## [Collected data]

PR #581, opened 2024-05-22
Specification of timecourses & long condition table

fbergmann:
This draft PR adds the descriptions from the [Time course specification](https://docs.google.com/document/d/1Uo0mtU8Tb6m0yZc-A-NprDXeS-9ZDYPA8U3Y_aChqEM/edit) to the `release/2.0.0` branch.

preview site is: <https://petab--581.org.readthedocs.build/en/581/v2/documentation_data_format.html>


doc/documentation_data_format.rst
```diff
@@ -166,6 +170,56 @@ Detailed field description
     If a compartment ID is provided, it is interpreted as the initial
     compartment size.
 
+  - `expressions`
+
+    Expressions containing more than a single parameter ID or numberical
```
dweindl, line 175:
```suggestion
    Expressions containing more than a single parameter ID or numerical
```

doc/documentation_data_format.rst
```diff
@@ -741,3 +791,71 @@ allows to specify multiple SBML models with corresponding condition and
 measurement tables, and one joint parameter table. This means that the parameter
 namespace is global. Therefore, parameters with the same ID in different models
 will be considered identical.
+
+
+Timecourses table
+-----------------
+
+The optional time courses tabke describes a sequence of different experimental
```
dweindl, line 799:
```suggestion
The optional time courses table describes a sequence of different experimental 
```

dweindl:
Resolved merge conflicts. 

This needs to be updated to match the new mostly-agreed-upon format in https://github.com/PEtab-dev/PEtab/issues/586 (changed experiments table, changed conditions table).

doc/v2/documentation_data_format.rst
```diff
@@ -95,107 +98,216 @@ problem as such.
...
-+--------------+------------------+------------------------------------+-----+---------------------------------------+
 
+This is specified as a tab-separated value file in the following way:
+
+**TODO: keep conditionName or not?**
+
++--------------+------------------+------------------+-----------------+--------------------+
+| conditionId  | [conditionName]  | targetId         | operationType   | targetValue        |
++==============+==================+==================+=================+====================+
+| STRING       | [STRING]         | MODEL_ENTITY_ID  | STRING          | MATH_EXPRESSION    |
```
FFroehlich, line 160:
```suggestion
| PETAB_ID       | [STRING]         | NON_ESTIMATED_ENTITY_ID  | STRING          | MATH_EXPRESSION    |
```

doc/v2/documentation_data_format.rst
```diff
@@ -242,27 +354,25 @@ replicates and plot error bars.
 Detailed field description
 ~~~~~~~~~~~~~~~~~~~~~~~~~~
 
-- ``observableId`` [STRING, NOT NULL, REFERENCES(observables.observableID)]
+- ``observableId`` [STRING, REQUIRED, REFERENCES(observables.observableID)]
```
FFroehlich, line 357:
```suggestion
- ``observableId`` [PETAB_ID, REQUIRED, REFERENCES(observables.observableID)]
```

doc/v2/documentation_data_format.rst
```diff
@@ -205,13 +317,13 @@ model training or validation.
...
-| observableId | [preequilibrationConditionId] | simulationConditionId | measurement | time         |
-+==============+===============================+=======================+=============+==============+
-| observableId | [conditionId]                 | conditionId           | NUMERIC     | NUMERIC\|inf |
-+--------------+-------------------------------+-----------------------+-------------+--------------+
-| ...          | ...                           | ...                   | ...         | ...          |
-+--------------+-------------------------------+-----------------------+-------------+--------------+
++--------------+--------------+-------------+--------------+
+| observableId | experimentId | measurement | time         |
++==============+==============+=============+==============+
+| observableId | experimentID | NUMERIC     | NUMERIC\|inf |
```
FFroehlich, line 323:
```suggestion
| PETAB_ID | PETAB_ID | NUMERIC     | NUMERIC\|inf |
```

doc/v2/documentation_data_format.rst
```diff
@@ -242,27 +354,25 @@ replicates and plot error bars.
...
+- ``observableId`` [STRING, REQUIRED, REFERENCES(observables.observableID)]
 
   Observable ID as defined in the observable table described below.
 
-- ``preequilibrationConditionId`` [STRING OR NULL, REFERENCES(conditionsTable.conditionID), OPTIONAL]
-
-  The ``conditionId`` to be used for preequilibration. E.g. for drug
-  treatments, the model would be preequilibrated with the no-drug condition.
-  Empty for no preequilibration.
+- ``experimentId`` [STRING, REQUIRED, REFERENCES(experimentsTable.experimentID)]
```
FFroehlich, line 361:
```suggestion
- ``experimentId`` [[PETAB_ID], REQUIRED, REFERENCES(experimentsTable.experimentID)]
```

doc/v2/documentation_data_format.rst
```diff
@@ -242,27 +354,25 @@ replicates and plot error bars.
...
-- ``measurement`` [NUMERIC, NOT NULL]
+- ``measurement`` [NUMERIC, REQUIRED]
 
   The measured value in the same units/scale as the model output.
 
-- ``time`` [NUMERIC OR STRING, NOT NULL]
+- ``time`` [NUMERIC OR STRING, REQUIRED]
 
-  Time point of the measurement in the time unit specified in the SBML model, numeric value or ``inf`` (lower-case) for steady-state measurements.
+  Time point of the measurement in the time unit specified in the SBML model,
```
FFroehlich, line 374: Would consider it to be less confusing if ``inf`` was considered a numeric value here.

doc/v2/documentation_data_format.rst
```diff
@@ -309,8 +419,77 @@ Detailed field description
...
+
+The optional experiments table describes a sequence of different experimental
+conditions (here: discrete changes) that are applied to the model.
+
+This is specified as a tab-separated value file in the following way:
+
++---------------------+-------------------+-----------------+
+| experimentId        | time              | conditionId     |
++=====================+===================+=================+
+| PETAB_ID            | NUMERIC or '-inf' | CONDITION_ID    |
```
FFroehlich, line 435: NUMERIC or '-inf', see above.

doc/v2/documentation_data_format.rst
```diff
@@ -309,8 +419,77 @@ Detailed field description
...
+| intervention_effect |                40 | severe_lockdown |
++---------------------+-------------------+-----------------+
+
+Detailed field description
+~~~~~~~~~~~~~~~~~~~~~~~~~~
+
+The time courses table with three mandatory columns ``experimentId``,
+``time``, and ``conditionId``:
+
+- ``experimentId`` [STRING, REQUIRED]
```
FFroehlich, line 460:
```suggestion
- ``experimentId`` [PETAB_ID, REQUIRED]
```

doc/v2/documentation_data_format.rst
```diff
@@ -309,8 +419,77 @@ Detailed field description
...
+
+  Identifier of the experiment. The usual PEtab identifier requirements apply.
+  This is referenced by the ``experimentId`` column in the measurement table.
+
+- ``time``: [NUMERIC or  ``-inf``, REQUIRED]
+
+  The time when the condition will become active, in the time unit specified
+  in the model. ``-inf`` indicates pre-equilibration (e.g., for drug
```
FFroehlich, line 468:
```suggestion
  in the model. ``-inf`` indicates that the respective condition will be simulated until a steady state is reached.
```

Strictly speaking equilibration would only be possible for models that satisfy detailed balance, would therefore prefer to avoid using (incorrect) jargon here.

doc/v2/documentation_data_format.rst
```diff
@@ -309,8 +419,77 @@ Detailed field description
...
+  treatments, the model would be pre-equilibrated with the no-drug condition).
+
+- ``CONDITION_ID``: Reference to a condition ID in the condition table that
```
FFroehlich, line 471: [PETAB_ID, REQUIRED, REFERENCES(conditions.conditionID)]

doc/v2/documentation_data_format.rst
```diff
@@ -519,7 +699,7 @@ Additional columns may be added.
 Detailed field description
 ~~~~~~~~~~~~~~~~~~~~~~~~~~
 
-- ``parameterId`` [STRING, NOT NULL]
+- ``parameterId`` [STRING, REQUIRED]
```
FFroehlich, line 702:
```suggestion
- ``parameterId`` [PARAMETER_ID, REQUIRED]
```

doc/v2/documentation_data_format.rst
FFroehlich: **TODO**, behaviour if there is no steady state?

doc/v2/documentation_data_format.rst
```diff
@@ -309,8 +419,77 @@ Detailed field description
...
+Experiments table
+-----------------
+
+The optional experiments table describes a sequence of different experimental
+conditions (here: discrete changes) that are applied to the model.
+
+This is specified as a tab-separated value file in the following way:
+
++---------------------+-------------------+-----------------+
+| experimentId        | time              | conditionId     |
```
FFroehlich, line 433: While I agree that we can drop the name in the conditions table, I think it would be nice to have an optional name column here.

doc/v2/documentation_data_format.rst
```diff
@@ -757,14 +939,14 @@ The TSV file has two mandatory columns, ``petabEntityId`` and
 Detailed field description
 ~~~~~~~~~~~~~~~~~~~~~~~~~~
 
-- ``petabEntityId`` [STRING, NOT NULL]
+- ``petabEntityId`` [STRING, REQUIRED]
```
FFroehlich, line 942:
```suggestion
- ``petabEntityId`` [PETAB_ID, REQUIRED]
```

FFroehlich (changes requested):

doc/v2/documentation_data_format.rst
```diff
@@ -95,107 +98,216 @@ problem as such.
...
+    The target must be an algebraic target.
+
+  - ``noChange``: This value is used to indicate that no change is associated
+    with this condition. This is useful in cases where an explicit condition
+    ID is required, but no change is to be applied. (E.g., if pre-equilibration
+    is to be performed using the default values of the model, followed by a
+    different condition.)
+    ``targetId`` and ``targetValue`` have to be empty in this case.
+    For any conditionId with ``operationType=noChange``, there must not be any
+    other row  with the same ``conditionId`` in the conditions table.
```
dilpath, line 256:
```suggestion
    For any ``conditionId`` with ``operationType=noChange``, there must not be any
    other row with the same ``conditionId`` in the conditions table.
```

doc/v2/documentation_data_format.rst
dilpath: Agreed, in the measurements table it is `NUMERIC\|inf` instead

doc/v2/documentation_data_format.rst
```diff
@@ -309,8 +419,77 @@ Detailed field description
...
+  is to be applied at the given `time`.
+
+  Note: The time interval in which a condition is applied includes the
+  respective starting timepoint, but excludes the starting timepoint of
+  the following condition. This means that for an experiment
+  ``[time_A:condition_A; time_B:condition_B]``, ``condition_A`` is active
+  during the interval ``[time_A, time_B)``. This implies that any event
+  assignment that triggers at ``time_B`` will occur *after* ``condition_B`` was
+  applied and for any measurements at ``time_B``, the observables will be
+  evaluated *after* ``condition_B`` was applied.
```
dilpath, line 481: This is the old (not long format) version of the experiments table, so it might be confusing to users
PR #584, opened 2024-07-02
Fix petab_files.svg

dweindl:
The old version wasn't properly editable.
Therefore, I recreated the figure with slight deviations.


dilpath (approved):
Looks great! Thanks a lot.

PR #590, opened 2024-12-04
Clarify meaning of `initializationPrior*`

### LINKED ISSUE #587: Clarify meaning of `initializationPrior*`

## [Activity]
The line with "dilpath, line 481: This" marks where to start. Transcribe from there through the final line of the records, exactly and with nothing added.

## [Answer section]
dilpath, line 481: This is the old (not long format) version of the experiments table, so it might be confusing to users
PR #584, opened 2024-07-02
Fix petab_files.svg

dweindl:
The old version wasn't properly editable.
Therefore, I recreated the figure with slight deviations.


dilpath (approved):
Looks great! Thanks a lot.

PR #590, opened 2024-12-04
Clarify meaning of `initializationPrior*`

### LINKED ISSUE #587: Clarify meaning of `initializationPrior*`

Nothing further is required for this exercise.